I'll keep it free for now, unless people start abusing it.
Are you exposing this to get an idea for demand? How are you tracking this?
Some possible edge cases to consider:
123 Summit Blvd West Palm Beach FL 33406 This returns the city as "West Palm Beach", when it is actually in "Palm Beach" and the street would be "Summit Blvd W". (How do you know? lots of ways, but ZIP is the obvious contender)
W324S7840 Paul Ln, Mukwonago, WI 53149 In some places in Wisconsin, they have something called the WISCRS ("whiskers"), which is a coordinate-based address system. The "W324S7840" is actually the "number" component, while "Paul Ln" is the street name.
Carmel, CA There is actually a portion of Carmel that doesn't have any mailboxes. Kind of a strange place. Probably not relevant to this, but worth mentioning.
Like I said, this is pretty good for naive parsing. It's not terribly useful for businesses, though, because for most business cases, you need more than simple breaking down into components.

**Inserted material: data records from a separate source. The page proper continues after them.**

PR #220, opened 2025-03-31
8353243: [CRaC] Show all options in engine help

TimPushkin:
C/R engines are now advised to list all options in `configuration_doc`. If JVM does not let users to control some options it states that in the engine help message.

crexec now documents internal options, such as `image_location` and `exec_location`, in its doc message.

This is how crexec's help looks with this change:
```
$ java -XX:CRaCEngineOptions=help
crexec - pseudo-CRaC-engine used to relay data from JVM to a "real" engine implemented as an executable (instead of a library). The engine executable is expected to have CRaC-CRIU-like CLI. Support of the configuration options also depends on the engine executable.

Configuration options:
* image_location=<path> (no default) - path to a directory with checkpoint/restore files.
* exec_location=<path> (no default) - path to the engine executable.
* keep_running=<true/false> (default: false) - keep the process running after the checkpoint or kill it.
* direct_map=<true/false> (default: true) - on restore, map process data directly from saved files. This may speedup the restore but the resulting process will not be the same as before the checkpoint.
* args=<string> (default: "") - free space-separated arguments passed directly to the engine executable, e.g. "--arg1 --arg2 --arg3".

Configuration options controlled by the JVM: image_location, exec_location
```

---------
### Progress

### Issue
 * [JDK-8353243](https://bugs.openjdk.org/browse/JDK-8353243): [CRaC] Show all options in engine help (**Enhancement** - P3)

### Reviewers

### Reviewing

Checkout this PR locally: \
`$ git fetch https://git.openjdk.org/crac.git pull/220/head:pull/220` \
`$ git checkout pull/220`

`$ git checkout pull/220` \
`$ git pull https://git.openjdk.org/crac.git pull/220/head`

</details>

Checkout this PR locally: \
`$ git pr checkout 220`

`$ git pr show -t 220`

</details>

<a href="https://git.openjdk.org/crac/pull/220.diff">https://git.openjdk.org/crac/pull/220.diff</a>

</details>

[Link to Webrev Comment](https://git.openjdk.org/crac/pull/220#issuecomment-2765606173)
</details>

### DIFF
--- a/src/hotspot/share/runtime/crac_engine.cpp
+++ b/src/hotspot/share/runtime/crac_engine.cpp
@@ -1,20 +1,48 @@
+/*
+ * Copyright (c) 2025, Azul Systems, Inc. All rights reserved.
+ * DO NOT ALTER OR REMOVE COPYRIGHT NOTICES OR THIS FILE HEADER.
+ *
+ * This code is free software; you can redistribute it and/or modify it
+ * under the terms of the GNU General Public License version 2 only, as
+ * published by the Free Software Foundation.
+ *
+ * This code is distributed in the hope that it will be useful, but WITHOUT
+ * ANY WARRANTY; without even the implied warranty of MERCHANTABILITY or
+ * FITNESS FOR A PARTICULAR PURPOSE.  See the GNU General Public License
+ * version 2 for more details (a copy is included in the LICENSE file that
+ * accompanied this code).
+ *
+ * You should have received a copy of the GNU General Public License version
+ * 2 along with this work; if not, write to the Free Software Foundation,
+ * Inc., 51 Franklin St, Fifth Floor, Boston, MA 02110-1301 USA.
+ *
+ * Please contact Oracle, 500 Oracle Parkway, Redwood Shores, CA 94065 USA
+ * or visit www.oracle.com if you need additional information or have any
+ * questions.
+ */
+
 #include "precompiled.hpp"
 
 #include "crlib/crlib.h"
 #include "crlib/crlib_restore_data.h"
 #include "logging/log.hpp"
 #include "memory/allStatic.hpp"
+#include "nmt/memTag.hpp"
 #include "runtime/crac_engine.hpp"
 #include "runtime/globals.hpp"
 #include "runtime/os.hpp"
 #include "utilities/debug.hpp"
+#include "utilities/growableArray.hpp"
 #include "utilities/macros.hpp"
 #include "utilities/resourceHash.hpp"
 
 #include <cstddef>
 #include <cstring>
 
-// CRaC engine configuration options JVM sets directly instead of relaying from the user
+// CRaC engine configuration options that JVM sets directly.
+// If an option is controlled exctusively by JVM (i.e. the user is not allowed
+// to pass the option through CRaCEngineOptions) it should be listed in
+// CracEngine::vm_controlled_options().
 #define ENGINE_OPT_IMAGE_LOCATION "image_location"
 #define ENGINE_OPT_EXEC_LOCATION "exec_location"
 
@@ -157,7 +185,7 @@ static crlib_conf_t *create_conf(const crlib_api_t &api, const char *image_locat
 
   if (exec_location != nullptr) { // Only passed when using crexec
     guarantee(api.can_configure(conf, ENGINE_OPT_EXEC_LOCATION),
-              "crexec does not support an internal option: " ENGINE_OPT_EXEC_LOCATION);
+              "crexec does not support expected option: " ENGINE_OPT_EXEC_LOCATION);
     if (!api.configure(conf, ENGINE_OPT_EXEC_LOCATION, exec_location)) {
       log_error(crac)("crexec failed to configure: '" ENGINE_OPT_EXEC_LOCATION "' = '%s'", exec_location);
       api.destroy_conf(conf);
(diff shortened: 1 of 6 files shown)


src/hotspot/share/runtime/crac_engine.cpp
```diff
@@ -366,3 +394,31 @@ const char *CracEngine::configuration_doc() const {
...
+    log_debug(crac)("CRaC engine does not support expected option: " ENGINE_OPT_IMAGE_LOCATION);
+  }
+
+  const char *id = _description_api->identity(_conf);
+  if (id == nullptr) {
+    log_debug(crac)("CRaC engine failed to identify itself");
+    return opts;
+  }
+
+  if (strcmp(id, "crexec") == 0) {
```
rvansa, line 415: I don't think you need the `crexec` check here. I would also drop the logging parts, unlikely to be useful in the practice.

rvansa: Despite `crexec` is part of JVM codebase and it allows JVM to use executable-based engine implementations, I don't consider it a part of JVM; the separation line should be drawn at CRE API level. So it should not be a "JVM's implementation detail".

In the first version of the API it was called 'library_path`: informing the engine about a place where it should load other executables/libraries from. In fact, it is non-trivial to programmatically figure out from within a shared library was loaded from (if e.g. it needs to load some extra resource that should be in the same directory) so it might be useful.

TimPushkin: I agree with what you say about "implementation detail", looks like we just interpret these words a bit differently.

> In the first version of the API it was called 'library_path`: informing the engine about a place where it should load other executables/libraries from.

Yes, but just `library_path` is not enough, engine executable does not always come from there sines the user can provide an arbitrary absolute path. In the first version of the API `crexec` ended up using `args` instead of `library_path` for this.

We could pass `exec_location` to all engines that accept it (would be better to rename it to `engine_location` then) but I am not sure how useful this would be to other engines besides `crexec`: I've never tried to get a file address of a shared library from within itself but after some googling it doesn't seem too complicated (for a not so commonly needed thing).

rvansa: > Yes, but just library_path is not enough, engine executable does not always come from there sines the user can provide an arbitrary absolute path. In the first version of the API crexec ended up using args instead of library_path for this.
...
> would be better to rename it to `engine_location`

In the current impl it is telling the `lib` path within JDK installation location, rather than location of the engine (shared library). Anyway this doesn't have to be exhaustive: there might be other option (JVM wouldn't know about) to hint about some other path.

> I've never tried to get a file address of a shared library from within itself but after some googling it doesn't seem too complicated (for a not so commonly needed thing).

Looking into this again I see that it is actually quite simple using `dladdr`. I am not sure why I have resorted to reading `/proc/self/maps` in some of my code... However, if the engine is set using absolute path outside JVM it might be problematic to get the JVM path (`JAVA_HOME` not being set...).

> We could pass exec_location to all engines that accept it ... but I am not sure how useful this would be to other engines

I might have focused too much on this being "handy", but my main objective was to not have any code in JVM that would treat different engines differently.

Btw. there's third option: we could use the `dladdr/GetModuleFileName` in `crexec` and drop `exec_location` completely.

TimPushkin: > I might have focused too much on this being "handy", but my main objective was to not have any code in JVM that would treat different engines differently.

Well, JVM will treat `crexec` somewhat specially anyway because this is the only engine that is not requested by the user directly but rather by the JVM (when it finds that the user requested an executable engine).

> Btw. there's third option: we could use the dladdr/GetModuleFileName in crexec and drop exec_location completely.

Through `dladdr`/`GetModuleFileName` crexec can find where it is located, i.e. this is indeed a substitution for `library_path`. But we'll still need to pass the location of the engine executable because it can be any user-provided absolute path, not only `lib` within JDK installation. The most convenient way would be to use an option which leads us to `exec_location` again.

TimPushkin: > Anyway this doesn't have to be exhaustive: there might be other option (JVM wouldn't know about) to hint about some other path.

If JVM doesn't know about it then it should be passed by the user directly: `-XX:CRaCEngine=crexec -XX:CRaCEngineOptions=engine=criu` — this would be somewhat inconvenient from UX perspective

rvansa: > But we'll still need to pass the location of the engine executable (otherwise crexec won't know what exactly to call), and it can be any user-provided absolute path,

I had to re-read the code again - my understanding of the option meaning was really wrong, it is passing the resolved location of the executable. So now I understand your argument, and the "third option" is really not viable. And I have to withdraw the argument that it's useful to external implementations; in fact it's set to `nullptr` if `CRaCEngine` does not refer to a shared library.

>> Anyway this doesn't have to be exhaustive: there might be other option (JVM wouldn't know about) to hint about some other path.

> If JVM doesn't know about it then it should be passed by the user directly: -XX:CRaCEngine=crexec -XX:CRaCEngineOptions=engine=criu — this would be somewhat inconvenient from UX perspective

Due to my confusion we were talking about two different things. Let's imagine a hypotetical engine `foobar`; this engine would live in `$JAVA_HOME/lib/libfoobar.so` and be invoked with `-XX:CRaCEngine=foobar`.
* if the engine would for some reason need load `libjsig.so` it would need the `library_path`
* if the engine would need to execute binary `foobar-tool` it could likely refer to the same directory through `dladdr`
* if the engine needs to load `libzip.so` from a non-standard location, you would pass `-XX:CRaCEngineOptions=foobar.lib_dir=/opt/myzip` <- by non-exhaustive I meant that you could do this rather than lookup in engine's directory or `$JAVA_HOME/lib`

In any case, I would suggest to have a fixed list of reserved CRE options, and as you noted, omit engine-specific handling as much as possible. Let's keep things as simple as these can be.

- "SF" and "San Francisco" are equivalent but not == to each other, so if someone were using this to de-duplicate addresses, they would hit a failure point here.
- "Street" and "St" are equivalent but not == to each other, so not de-duplicatable.
- Minor misspellings, like "Warrington" vs "Warington". You can't detect these, necessarily, without a more comprehensive database, but misspellings would contribute to billing/shipping errors and duplication issues.
- ZIP codes can tell you a lot about an address. For example, all ZIPs beginning with "941" are in San Francisco, "946" are in Oakland, "945" are in Alameda, and so on. Getting a list of all the states and city ZIP codes can help you determine whether to keep or reject an address's ZIP code. For example, I put in "123 Main St, Boston, MA 90210", and it just spat out "90210". If you remember the 90s at all, you'll know that 90210 in California, not in Massachusetts. This would cause a failure in either billing or shipping for any business. The ZIP Code is actually super powerful. For example, in 94102, there are only 44 possible streets. If you were to create this ZIP-city-street mapping, you could very quickly verify the authenticity of the street, city, state, and ZIP components. (Numbers are harder, units even harder than that.)
- 401 Rodeo Way, Austin, TX is an apartment complex, but 403 Rodeo Way, Austin, TX is a parking lot (and is not a real address). For most business cases, you don't want to allow people to put in bad addresses. This is hard, though, because sometimes databases don't get updated with new construction or renovated buildings. Tricky, but something to consider.
To be clear, I think you've done a fantastic job. I built a full-featured address parser for a large real estate company a few years ago. In fact, this is my go-to coding challenge when I interview engineers. I say "Here's 123 Main St, Boston, MA 00235. Break it apart into its components." Typically, they try and split on commas or use a regex, in which case I would remove the commas and everything breaks. There are a ton of ways to write an address, all of which may be valid, but are hard to predict. Another good example would be something like "123 St Francis Ave, Boston, MA 00235". The "St" in "St Francis" trips people up often, but your app catches that. Fantastic job with that.
Keep up the good work. Super impressed. It'd be great if you could tackle some of the edge cases I mentioned above, especially with regards to correcting ZIP codes.